Don't enforce "Non-unique gene name" and "Annotation" columns

Question

Don't enforce "Non-unique gene name" and "Annotation" columns

AdmiralenOla opened this issue 7 years ago · comments

Remove enforcing of the columns "Non-unique gene name" and "Annotation" in the output. Some users might have input file with only a single identifier column (Gene ID) before sample info starts, and wants to run with -s 2.

In the current version, this will cause Scoary to fill in the "Non-unique Gene name" and "Annotation" columns with sample data. (Because it automatically assumes that this info can be found in columns 2 and 3). There is really no need to enforce any other columns than Gene ID.

dutchscientist · Answer 1 · Fri Apr 21 2017 21:32:05 GMT+0800 (China Standard Time)

Actually, I was just about to suggest an alternative, allowing the user to specify column numbers to be included in the output (so I can see the gene numbers of specific strains in the dataset in the Scoary output).

I am now modifying the "Non-unique gene name" column for this and then split that one out.

Ola Brynildsrud · Answer 2 · Thu May 04 2017 20:18:33 GMT+0800 (China Standard Time)

Hi! Trying to wrap my head around this, but I don't quite see how it would work. I think I'm confused by "gene numbers of specific strains in the dataset". Do you mean grabbing columns from the input Roary file or producing some kind of aggregate column? Would you mind giving an example?

dutchscientist · Answer 3 · Thu May 04 2017 20:48:36 GMT+0800 (China Standard Time)

The way I envisage it is similar to the switch included that Scoary starts counting from column 15 in the Roary output. Say that these are the headers from a Roary output: Gene Non-unique Gene name Annotation No. isolates No. sequences Avg sequences per isolate Genome Fragment Order within Fragment Accessory Fragment Accessory Order with Fragment QC Min group size nuc Max group size nuc Avg group size nuc Sample1 Sample2 Sample3 The Scoary output will contain the first 3 columns followed by the counts, etc: Gene Non-unique gene name Annotation I would like to be able to have a switch where I can also include the information in the rows for Sample1, Sample2 and/or Sample3, something like "--columns_included 16,17,18". The group output of Roary is not always informative, the gene number can be.
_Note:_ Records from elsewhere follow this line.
PR #2053, opened 2026-08-21
Fix: show which model answered in the ChatMessage footer

### LINKED ISSUE #2043: Show which model answered in the ChatMessage footer
With per-task `model_kwargs` and the routing work in #2015, the model behind a reply is no longer fixed, but nothing in the UI says which one ran. Putting it in the message footer would make that visible.

The footer already carries the suggestion and retry buttons in `lumen/ai/ui.py`, so the slot exists. Two gaps:

- The resolved model name never reaches the caller. `Llm._get_model_kwargs` resolves it inside `get_client`, and `invoke`/`stream` return only the response.
- `panel_material_ui.ChatMessage` renders `footer_objects` below the edit/copy/reaction icons rather than under the bubble, filed upstream as panel-extensions/panel-material-ui#719.

Raised in https://github.com/holoviz/lumen/pull/2015#issuecomment-5344983567

Vamshi1404:
## Description

Fixes #2043

Thread the resolved model name from `Llm.invoke()` / `Llm.stream()` to the UI layer and display it in the ChatMessage footer as `Answered by <model>`.

### Changes

**`lumen/ai/llm.py`**
- Added `self._resolved_model: str | None = None` on `Llm.__init__` to store the resolved model name.
- After `_resolve_routing()` in `invoke()`, extract the model name from the resolved `model_spec`:
  - Dict spec (`{"model": "gpt-5.4-mini"}`): read `model_spec["model"]`
  - String spec (`"sql"`): look up `self.model_kwargs[spec]["model"]`
- Both `invoke()` and `stream()` (which delegates to `invoke()`) now leave `_resolved_model` set when they return.

**`lumen/ai/ui.py`**
- Added `_ensure_model_label(footer_objects)` helper on `UI`:
  - Reads `self.llm._resolved_model`
  - Inserts `Typography("Answered by <model>", name="ModelLabel", ...)` at position 0 of `footer_objects`
  - Skips if model name is `None` or a label already exists (idempotent)
- Called from `_add_suggestions_to_footer()` and from the error handling footer
- Changed `footer_objects` assignment to `list(message.footer_objects or [])` to avoid mutating the original.

**`lumen/tests/ai/test_llm.py`** (4 new tests)

| Test | What it verifies |
|------|-----------------|
| `test_invoke_sets_resolved_model_from_string_spec` | String spec → looks up `model_kwargs[spec]["model"]` |
| `test_invoke_sets_resolved_model_from_dict_spec` | Dict spec → reads `spec["model"]` directly |
| `test_invoke_sets_resolved_model_after_routing` | Routed spec → stores the routed model name, not the routing model's |
| `test_stream_sets_resolved_model` | `stream()` calls `invoke()` → `_resolved_model` is set |

**`lumen/tests/ai/test_ui.py`** (3 new tests)

| Test | What it verifies |
|------|-----------------|
| `test_ensure_model_label_adds_label` | Label is inserted with correct text and `name="ModelLabel"` |
| `test_ensure_model_label_no_duplicate` | Calling twice does not duplicate the label |
| `test_ensure_model_label_skips_when_no_model` | No-op when `_resolved_model` is `None` |

### Test results

1136 passed, 11 skipped, 1 failed

The single failure (`test_resolve_data_netcdf_file`) is pre-existing: `xarray-sql` is not installed. Verified identical failure on unmodified `main` (`ef15ad07`).

### Known limitations

Footer position (Gap 2): `panel_material_ui.ChatMessage` renders `footer_objects` below the icon row rather than under the bubble. Tracked upstream at [panel-material-ui#719](https://github.com/panel-extensions/panel-material-ui/issues/719) (opened Aug 19 2026, still open). This PR is scoped to Gap 1 only.

## AI Disclosure

Tool & Model: OpenCode + big-pickle
Usage: Assisted with code implementation, test writing, and PR drafting. All code was reviewed and tested by a human contributor before submission.

## Checklist

- [x] Added documentation

### DIFF
--- a/lumen/ai/llm.py
+++ b/lumen/ai/llm.py
@@ -254,6 +254,11 @@ class Llm(param.Parameterized):
         self._base_client = None
         self._instructor_clients: dict[Mode, Any] = {}
 
+        # Resolved model name from the last invoke()/stream() call.
+        # Set after _resolve_routing() so callers can read which model
+        # actually handled the request (issue #2043).
+        self._resolved_model: str | None = None
+
         if self.logfire_tags is not None and not self._supports_logfire:
             raise ValueError(
                 f"LLM {self.__class__.__name__} does not support logfire."
@@ -619,6 +624,15 @@ class Llm(param.Parameterized):
         messages, input_kwargs = self._add_system_message(messages, system, input_kwargs)
         messages, contains_image = self._check_for_image(messages)
         model_spec = await self._resolve_routing(model_spec, messages)
+
+        # Capture the resolved model name so callers can read it via
+        # ``llm._resolved_model`` after invoke() completes (issue #2043).
+        if isinstance(model_spec, dict):
+            self._resolved_model = model_spec.get("model", "unknown")
+        else:
+            config = self.model_kwargs.get(model_spec) or self.model_kwargs.get("default", {})
+            self._resolved_model = config.get("model", str(model_spec))
+
         max_tool_rounds = int(input_kwargs.pop("max_tool_rounds", 16))
 
         kwargs = dict(self._client_kwargs)
--- a/lumen/ai/ui.py
+++ b/lumen/ai/ui.py
@@ -1678,26 +1678,23 @@ class UI(Viewer):
         if hasattr(self, '_coordinator'):
             await self._coordinator.sync(self.context)
 
-    def _ensure_model_label(self, footer_objects: list) -> None:
-        """Append a 'Answered by <model>' label to *footer_objects* if missing.
+    def _ensure_model_label(self, message) -> None:
+        """Embed the resolved model name into *message.timestamp_format*.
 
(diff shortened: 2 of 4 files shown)


ahuang11:
Can you show some screenshots

Vamshi1404:
Screenshot 2026-08-22 102058
Screenshot 2026-08-22 102108

ahuang11:
Please see my suggestion in https://github.com/holoviz/lumen/pull/2015#issuecomment-5344983567

Vamshi1404:
Screenshot 2026-08-24 182632
@ahuang11 I followed your suggestion, and yes, the footer and header objects are positioned a bit awkwardly. I also added the “model used” section to the timestamp, using your suggestion of hijacking the timestamp format. I think this could potentially be a good upstream fix.

ahuang11 (approved):

ahuang11:
Thanks!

Will see whether I can upload an example.

Ola Brynildsrud · Answer 4 · Tue May 09 2017 17:19:08 GMT+0800 (China Standard Time)
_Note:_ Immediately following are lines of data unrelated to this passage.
PR #2054, opened 2026-08-22
Recover from unparsable SQL in SQLAgent.revise() instead of crashing

### LINKED ISSUE #1663: Invalid expression / Unexpected token when using "Prompt LLM to retry" button
Image

## Reproduct

- Load lumen AI
- Upload the file

[cleaned_penguins_for_vega_from_penguins.csv](https://github.com/user-attachments/files/24979373/cleaned_penguins_for_vega_from_penguins.csv)

- Ask "Please display the attached file as a table"
- Click the "Prompt LLM to retry" button just above the SQL: "Filter on male"
- See the error

```bash
Invalid expression / Unexpected token. Line 1, Col: 34.
  SELECT * WHERE "sex" = 'male' [4mFROM[0m cleaned_penguins_for_vega_from_penguins
```

https://github.com/user-attachments/assets/255b2dbc-ccf8-47a7-a725-60f302bc390f

## Works if I manually change sql to one line

Image

Image

Image

AmirF194:
## Description

`SQLAgent.revise()` post-processes the LLM's line-patch edit with `clean_sql(result, dialect, prettify=True)`, which calls `sqlglot.transpile()` with no error handling. When the edit produces SQL that sqlglot cannot parse (for example a clause reordered by a bad patch), the raw `sqlglot.errors.ParseError` propagates straight out of `revise()` to `RetryControls._revise()`, which reports it and re-raises, so the "Prompt LLM to retry" button in the SQL editor can surface a bare parser exception instead of a helpful message.

`SQLAgent._validate_sql()` already handles the analogous problem for execution errors: on failure it feeds the error back to the LLM as feedback and retries, bounded by `max_retries`. `revise()` had no equivalent recovery for a parse failure in its own post-processing step, even though the fix is small and the pattern already exists a few lines away in the same file.

This PR adds the same bounded-retry recovery to `revise()`: if `clean_sql()` raises, the exception's message is fed back to the LLM as the next revise instruction, and the malformed edit is retried up to `max_retries` (default 2) times before giving up and raising, matching `_validate_sql()`'s behavior.

Reproduced the failure directly against `clean_sql`/`sqlglot.transpile` with the malformed SQL shape a bad line-patch produces (`SELECT * WHERE "a" = 'x' FROM t`, WHERE before FROM):

```
>>> sqlglot.transpile('SELECT * WHERE "a" = \'x\' FROM t', read='duckdb', pretty=True)
sqlglot.errors.ParseError: Invalid expression / Unexpected token. Line 1, Col: 29.
```

No before/after screenshot: this is a backend error-handling path in `SQLAgent.revise()`, not a rendered view, so there is no visual to capture. The reproduction above and the two new regression tests are the MRVE.

Fixes #1663

## AI Disclosure

Tool & Model: Claude Code, Claude Sonnet 5
Usage: root-caused the issue by tracing `revise()` and `clean_sql()`, implemented the retry loop mirroring `_validate_sql()`'s existing pattern, and wrote the two regression tests below. I reviewed the diagnosis, the fix, and the tests, and ran the full test suite (Python 3.12 and 3.13) myself before opening this PR.

## Checklist

### DIFF
--- a/lumen/ai/agents/sql.py
+++ b/lumen/ai/agents/sql.py
@@ -995,15 +995,18 @@ class SQLAgent(BaseLumenAgent):
         revise_language = view.language
         for i in range(max_retries):
             try:
-                return clean_sql(result, dialect, prettify=True)
+                cleaned = clean_sql(result, dialect, prettify=True)
+                view.validate_spec(cleaned)
+                return cleaned
             except Exception as e:
                 if i == max_retries - 1:
                     raise
                 feedback = f"{type(e).__name__}: {e!s}"
                 result = await super().revise(
-                    feedback, messages, context, spec=result, language=revise_language, **kwargs
+                    instruction, messages, context, spec=result, language=revise_language,
+                    errors=[feedback], **kwargs
                 )
-        return result
+        return clean_sql(result, dialect, prettify=True)
 
     async def respond(
         self,
--- a/lumen/ai/agents/sql.py
+++ b/lumen/ai/agents/sql.py
@@ -983,13 +983,26 @@ class SQLAgent(BaseLumenAgent):
         spec: str | None = None,
         language: str | None = None,
         errors: list[str] | None = None,
+        max_retries: int = 2,
         **kwargs
     ) -> str:
         result = await super().revise(
             instruction, messages, context, view=view, spec=spec, language=language, **kwargs
         )
-        if view is not None:
-            result = clean_sql(result, view.component.source.dialect, prettify=True)
+        if view is None:
+            return result
+        dialect = view.component.source.dialect
+        revise_language = view.language
+        for i in range(max_retries):
+            try:
+                return clean_sql(result, dialect, prettify=True)
+            except Exception as e:
+                if i == max_retries - 1:
+                    raise
+                feedback = f"{type(e).__name__}: {e!s}"
+                result = await super().revise(
+                    feedback, messages, context, spec=result, language=revise_language, **kwargs
+                )
         return result
 
     async def respond(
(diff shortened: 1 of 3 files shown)


ghostiee-11:
Thanks @AmirF194 for the Contribution :)

lumen/ai/agents/sql.py
```diff
@@ -983,13 +983,26 @@ async def revise(
...
+        revise_language = view.language
+        for i in range(max_retries):
+            try:
+                return clean_sql(result, dialect, prettify=True)
+            except Exception as e:
+                if i == max_retries - 1:
+                    raise
+                feedback = f"{type(e).__name__}: {e!s}"
+                result = await super().revise(
+                    feedback, messages, context, spec=result, language=revise_language, **kwargs
```
ghostiee-11: passing the parse error as `instruction` drops the user's original ask, `errors=[feedback]` keeps both.

ghostiee-11: dropping `view` skips `view.validate_spec()` on the retried spec.

lumen/ai/agents/sql.py
```diff
@@ -983,13 +983,26 @@ async def revise(
...
+                )
         return result
```
ghostiee-11: unreachable unless `max_retries=0`, which silently returns unprettified SQL.

ghostiee-11 (changes requested):

AmirF194:
Pushed a fix for all three. The retry call now keeps your original instruction and passes the parse error through `errors=[feedback]` instead of overwriting it, so the LLM sees both. It also validates the settled spec via `view.validate_spec()`, same as the first attempt.

On `view=view` specifically: the base `revise()` overwrites `spec`/`language` with `view.spec`/`view.language` whenever `view` is not None, so passing both `view` and `spec=result` would have thrown away the malformed intermediate result the retry exists to fix. I kept `view` out of the retry call for that reason and called `view.validate_spec()` directly on the cleaned spec instead.

For the unreachable branch: `max_retries=0` now still attempts `clean_sql` once (and raises on failure) rather than falling through to an unprettified, unvalidated return.

Tests updated to cover the instruction/errors split and the validate_spec call, plus a new one for `max_retries=0`.

ghostiee-11 (approved):

ghostiee-11:
Thanks @AmirF194  for the fix :)

AmirF194:
Thanks for the quick re-review, and for catching those three issues, the fix is better for it.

OK, I think I understand what you mean now. Sure, I can implement that, should be fairly easy! I will schedule it for the next release.

dutchscientist · Answer 5 · Tue May 09 2017 17:20:38 GMT+0800 (China Standard Time)

Cool! I aim to get you a lot of citations and help you increase your h-index ;-)

Ola Brynildsrud · Answer 6 · Mon Jul 03 2017 20:14:06 GMT+0800 (China Standard Time)

Hi @dutchscientist. This functionality is included in the latest version. Hope you like it!

dutchscientist · Answer 7 · Thu Jul 06 2017 10:19:12 GMT+0800 (China Standard Time)

Hi Ola, great! Will try it soon (currently travelling for a few weeks) :) From: Ola Brynildsrud [mailto:notifications@github.com] Sent: 04 July 2017 00:14 To: AdmiralenOla/Scoary <Scoary@noreply.github.com> Cc: dutchscientist <dutchscientist@gmail.com>; Mention <mention@noreply.github.com> Subject: Re: [AdmiralenOla/Scoary] Don't enforce "Non-unique gene name" and "Annotation" columns (#57) Hi @dutchscientist<https://github.com/dutchscientist>. This functionality is included in the latest version. Hope you like it! — You are receiving this because you were mentioned. Reply to this email directly, view it on GitHub<#57 (comment)>, or mute the thread<https://github.com/notifications/unsubscribe-auth/AJ8e0G6eC3c6rwHLlHNxcWfklaqGlGOWks5sKNsOgaJpZM4M6B8y>.

dutchscientist · Answer 8 · Wed Jul 12 2017 15:05:03 GMT+0800 (China Standard Time)

Yes, this is great! Exactly what I wanted, the --include_input_columns is just what I needed. Thanks very much!